For what it’s worth, The Owl House seems to be doing well on Disney+, often showing up in the streaming service’s “Trending” selection. Streaming numbers, however, never had a chance of saving the show from cancellation—the decision was made before the first season had even finished airing on Disney Channel and well before the series was added to Disney+.

Cartoons straddling the line between kid-friendliness and adult sophistication have existed as long as animation itself. In the late 2000s and early 2010s, shows like Cartoon Network’s Adventure Time and Steven Universe, Nickelodeon’s Avatar: The Last Airbender and The Legend of Korra, and Disney Channel’s Gravity Falls popularized serialized storytelling in American children’s animation, drawing inspiration from Japanese anime techniques. Today, however, the older kids, teens, and young adults who made such shows hits have by and large abandoned cable for streaming, and as a result, the main kid-focused cable networks have shifted increasing towards focusing on preschool shows and episodic comedy that can easily slot in with reruns.

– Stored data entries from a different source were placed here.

PR #97, opened 2018-09-07
Add new repositories for component config and cli

dims:
New repos requested in:
https://github.com/kubernetes/org/issues/58
https://github.com/kubernetes/org/issues/56

Change-Id: I2e71a998db2e53b8d8827a59a7b35198f52e3e13

### DIFF
--- a/configs/kubernetes-rules-configmap.yaml
+++ b/configs/kubernetes-rules-configmap.yaml
@@ -846,3 +846,79 @@ data:
           branch: release-1.12
         - repository: client-go
           branch: release-9.0
+    - destination: cli-runtime
+      library: true
+      branches:
+      - source:
+          branch: master
+          dir: staging/src/k8s.io/cli-runtime
+        name: master
+        dependencies:
+        - repository: api
+          branch: master
+        - repository: apimachinery
+          branch: master
+        - repository: client-go
+          branch: master
+    - destination: sample-cli-plugin
+      library: false
+      branches:
+      - source:
+          branch: master
+          dir: staging/src/k8s.io/sample-cli-plugin
+        name: master
+        dependencies:
+        - repository: api
+          branch: master
+        - repository: apimachinery
+          branch: master
+        - repository: cli-runtime
+          branch: master
+        - repository: client-go
+          branch: master
+    - destination: kube-proxy
+      library: true
+      branches:
+      - source:
+          branch: master
+          dir: staging/src/k8s.io/kube-proxy
+        name: master
+        dependencies:
+        - repository: apimachinery
+          branch: master
+    - destination: kubelet
+      library: true
+      branches:
+      - source:
+          branch: master
+          dir: staging/src/k8s.io/kubelet
+        name: master
+        dependencies:
+        - repository: apimachinery
+          branch: master
+        - repository: api
+          branch: master
+    - destination: kube-scheduler
+      library: true
+      branches:
+      - source:
+          branch: master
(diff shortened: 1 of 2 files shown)


configs/kubernetes-rules-configmap.yaml
```diff
@@ -846,3 +846,79 @@ data:
           branch: release-1.12
         - repository: client-go
           branch: release-9.0
+    - destination: sample-cli-plugin
+      library: true
```
sttts: is this a library? I.e. do we want complete Godeps? For libraries we remove some of the k8s.io dependencies to be go-gettable. Ugly but necessary.

configs/kubernetes-rules-configmap.yaml
```diff
@@ -846,3 +846,79 @@ data:
...
+          branch: master
+    - destination: kube-proxy
+      library: true
+      branches:
+      - source:
+          branch: master
+          dir: staging/src/k8s.io/kube-proxy
+        name: master
+        dependencies:
+        - repository: apimachinery
```
sttts: api, client-go are missing

configs/kubernetes-rules-configmap.yaml
```diff
@@ -846,3 +846,79 @@ data:
...
+      library: true
+      branches:
+      - source:
+          branch: master
+          dir: staging/src/k8s.io/kubelet
+        name: master
+        dependencies:
+        - repository: apimachinery
+          branch: master
+        - repository: api
```
sttts: client-go is missing

configs/kubernetes-rules-configmap.yaml
sttts: nvmd. With the config apis only right, porbably it is complete

configs/kubernetes-rules-configmap.yaml
sttts: nvmd. With the config apis only right, porbably it is complete

configs/kubernetes-rules-configmap.yaml
sttts: After looking into the staging repo, this is most certainly not a library, but a command only.

configs/kubernetes-rules-configmap.yaml
dims: y i checked with GoDeps

configs/kubernetes-rules-configmap.yaml
dims: yep, listed only those in GoDeps

configs/kubernetes-rules-configmap.yaml
dims: so i change this to `library: false`?

dims: Fixed. set to false

configs/kubernetes-rules-configmap.yaml
```diff
@@ -846,3 +846,79 @@ data:
...
+        dependencies:
+        - repository: api
+          branch: master
+        - repository: apimachinery
+          branch: master
+        - repository: cli-runtime
+          branch: master
+        - repository: client-go
+          branch: master
+    - destination: cli-runtime
```
sttts: order is wrong: it must be in topological order, i.e. depending repos after dependencies.

dims: Fixed

sttts:
Repos have been published. 🎉 Closing as the follow-up PR has been merged.

PR #101, opened 2018-09-07
Speed up if nothing changed on a branch

sttts:
- skip cherry-picking if published hash matches last upstream hash
- skip commit mapping computation if no new tag is found

### DIFF
--- a/artifacts/scripts/construct.sh
+++ b/artifacts/scripts/construct.sh
@@ -37,8 +37,8 @@ set -o nounset
 set -o pipefail
 set -o xtrace
 
-if [ ! $# -eq 13 ]; then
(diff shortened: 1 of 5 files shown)


artifacts/scripts/construct.sh
```diff
@@ -37,8 +37,8 @@ set -o nounset
 set -o pipefail
 set -o xtrace
 
-if [ ! $# -eq 13 ]; then
-    echo "usage: $0 repo src_branch dst_branch dependent_k8s.io_repos required_packages kubernetes_remote subdirectory source_repo_org source_repo_name base_package is_library recursive_delete_pattern skip_tags"
+if [ ! $# -eq 14 ]; then
```
mfojtik: i wonder if this ever stop :)

PR #103, opened 2018-09-08
Clean up updateSourceRepo and checkout branch before rule loading

sttts:
We did not checkout master before reading the rules file, potentially from the source repo.

Also the source repo branch logic gave dirty output.


sttts:
Smoke test has been green.

/assign @dims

The Owl House is far from the only cartoon to fall victim to the changing priorities of cable in the age of streaming. OK K.O.! Let’s Be Heroes, created by Steven Universe producer Ian Jones-Quartey, was originally intended to headline Cartoon Network’s section on the then in-the-works HBO Max streaming service, a plan that fell apart due to the Trump administration’s attempts to block the AT&T-Warner Bros. merger. Similar to the situation The Owl House now finds itself in, OK K.O. Season 3 was cut down from a planned 40 quarter-hour episodes to only 20 in 2018, two years before HBO Max would finally launch.

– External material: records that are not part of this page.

PR #311, opened 2026-05-24
Add input guards to enter

Will-thom:
Closes #298.

This aligns BazaRb#enter with the validation behavior expected by the fake client and sibling public methods. Invalid arguments now fail before opening the elapsed block, issuing HTTP calls, or executing the caller-provided computation block.

Changes:
- reject nil and empty pname, badge, and why values
- keep job optional, but reject non-Integer and non-positive values when provided
- add edge-case tests for each guard
- assert invalid inputs do not execute the enter block

Validation:
- git diff --check
- GitHub Actions: all checks passed, including rake on ubuntu-24.04 and macos-15 with Ruby 3.3.

### DIFF
--- a/lib/baza-rb.rb
+++ b/lib/baza-rb.rb
@@ -504,6 +504,14 @@ class BazaRb
   # @return [String] The cached result or newly computed result from the block
   # @raise [ServerFailure] If the valve operation fails
   def enter(pname, badge, why, job)
+    raise 'The "pname" is nil' if pname.nil?
+    raise 'The "pname" may not be empty' if pname.empty?
+    raise 'The "badge" is nil' if badge.nil?
+    raise 'The "badge" may not be empty' if badge.empty?
+    raise 'The "why" is nil' if why.nil?
+    raise 'The "why" may not be empty' if why.empty?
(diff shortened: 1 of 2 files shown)


GHX5T-SOL (approved):
Current head 624095c64538fa6bb1cade54b7c8b1d30975e6ab matches #298: invalid enter arguments now fail before elapsed/retry/yield, and the regression helper asserts the block is not executed for each rejected argument shape. I also checked the added positive-job guard against the Fake contract's positive-id requirement.

Local validation on Ruby 3.3.11:

- bundle install with BUNDLE_PATH=/private/tmp/bundle-baza-rb-311
- focused enter guard tests with coverage disabled: 8 tests, 24 assertions, 0 failures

While Ian Jones-Quartey has been open about how the shifting demands of TV and streaming specifically affected his show, he’s also said, “I wasn’t the only casualty of that.” Many speculate that the series Infinity Train struggled similarly; Owen Dennis planned eight story arcs for his anthology series—two aired on Cartoon Network, followed by two more on HBO Max, but the script for a “Book 5” movie was rejected due to focusing on adult characters. Infinity Train was one of HBO Max’s most popular series in 2020, but it seems the show was already doomed by Cartoon Network’s focus shifting away from older-skewing programming.

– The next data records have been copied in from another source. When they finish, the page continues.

PR #315, opened 2026-05-25
Handle malformed Content-Range without hyphen

akmhatey-ai:
`BazaRb#download` currently assumes the `range` part of a `Content-Range`
header always contains a hyphen. For a malformed response such as
`Content-Range: bytes 0/10`, `range.split('-')` leaves `e` as `nil`, and the
next line raises `NoMethodError` from `e.match?` instead of the existing
`Range is not valid (...)` validation error.

This keeps the existing validation behavior and adds only a missing-end guard:
split the range into at most two parts, raise `Range is not valid (...)` when
the end part is absent, and then run the existing numeric end check.

I checked for duplicates before opening this:

- `#312` is still open, has no comments, and is labeled `bug`.
- PR searches for `Content-Range range hyphen NoMethodError 312` returned no matching PRs.
- Open PR `#310` is for `#302` and anchors the total/range regexes; it does not handle the missing-hyphen `nil.match?` crash covered here.

Validation run locally on Windows with Ruby 3.3.11:

- New regression test fails before this patch with `NoMethodError: undefined method 'match?' for nil` at `lib/baza-rb.rb:865`.
- `bundle exec ruby -Itest -e "ARGV << '--no-cov'; require_relative 'test/test_baza_edge'; ARGV.delete('--no-cov')" -- --name test_durable_load_reports_invalid_content_range_without_hyphen`
- `bundle exec ruby -Itest -e "ARGV << '--no-cov'; require_relative 'test/test_baza_edge'; ARGV.delete('--no-cov')" -- --name test_durable_load_in_chunks`
- `bundle exec rubocop lib/baza-rb.rb test/test_baza_edge.rb`
- `ruby -c lib\baza-rb.rb`
- `ruby -c test\test_baza_edge.rb`
- `git diff --check`
- `git diff -- lib\baza-rb.rb test\test_baza_edge.rb | gitleaks stdin --no-banner --redact`

Both focused tests pass after the fix, RuboCop reports no offenses, syntax
checks pass, diff whitespace is clean, and gitleaks reports no leaks. I also
attempted the project default `bundle exec rake`; it timed out after 300s on my
local Windows setup, so I am not claiming full-suite completion from this
machine.

Closes #312

### DIFF
--- a/lib/baza-rb.rb
+++ b/lib/baza-rb.rb
@@ -861,7 +861,8 @@ class BazaRb
         _, v = ret.headers['Content-Range'].split
         range, total = v.split('/')
         raise "Total size is not valid (#{total.inspect})" unless total.match?(/^\*|[0-9]+$/)
-        _b, e = range.split('-')
+        _b, e = range.split('-', 2)
+        raise "Range is not valid (#{range.inspect})" if e.nil?
         raise "Range is not valid (#{range.inspect})" unless e.match?(/^[0-9]+$/)
         len = ret.headers['Content-Length'].to_i
         break if e.to_i == total.to_i - 1
--- a/test/test_baza_edge.rb
+++ b/test/test_baza_edge.rb
@@ -154,6 +154,18 @@ class TestBazaRbEdge < Minitest::Test
     end
   end
 
+  def test_durable_load_reports_invalid_content_range_without_hyphen
+    WebMock.disable_net_connect!
+    Dir.mktmpdir do |dir|
+      file = File.join(dir, 'loaded.txt')
+      stub_request(:get, 'https://example.org:443/durables/42')
+        .with(headers: { 'Range' => 'bytes=0-' })
+        .to_return(status: 206, body: 'x', headers: { 'Content-Range' => 'bytes 0/10' })
+      error = assert_raises(RuntimeError) { fake_baza.durable_load(42, file) }
+      assert_includes(error.message, 'Range is not valid ("0")')
+    end
+  end
+
   def test_durable_load_with_broken_compression
     WebMock.disable_net_connect!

Despite all of these high-profile cancellations, animation is booming in the streaming world. Netflix has become a particularly expansive home for serialized teen-oriented cartoons like Voltron: Legendary Defender and She-Ra and the Princesses of Power, as well as animated spinoffs for live-action shows like The Witcher. Anime is more popular than ever, thanks to both anime-focused streaming services like Crunchyroll and a wide library on Hulu and elsewhere, not to mention the growing original line-ups on Disney+ and HBO Max that provide plenty of options for animation fans of all ages. Still, it’s unfortunate that great series like The Owl House, OK K.O., and Infinity Train got lost in the transitory shuffle—if they can’t be revived, we can at least hope their creators will find a new home on more welcoming platforms that understand animation can be for everyone.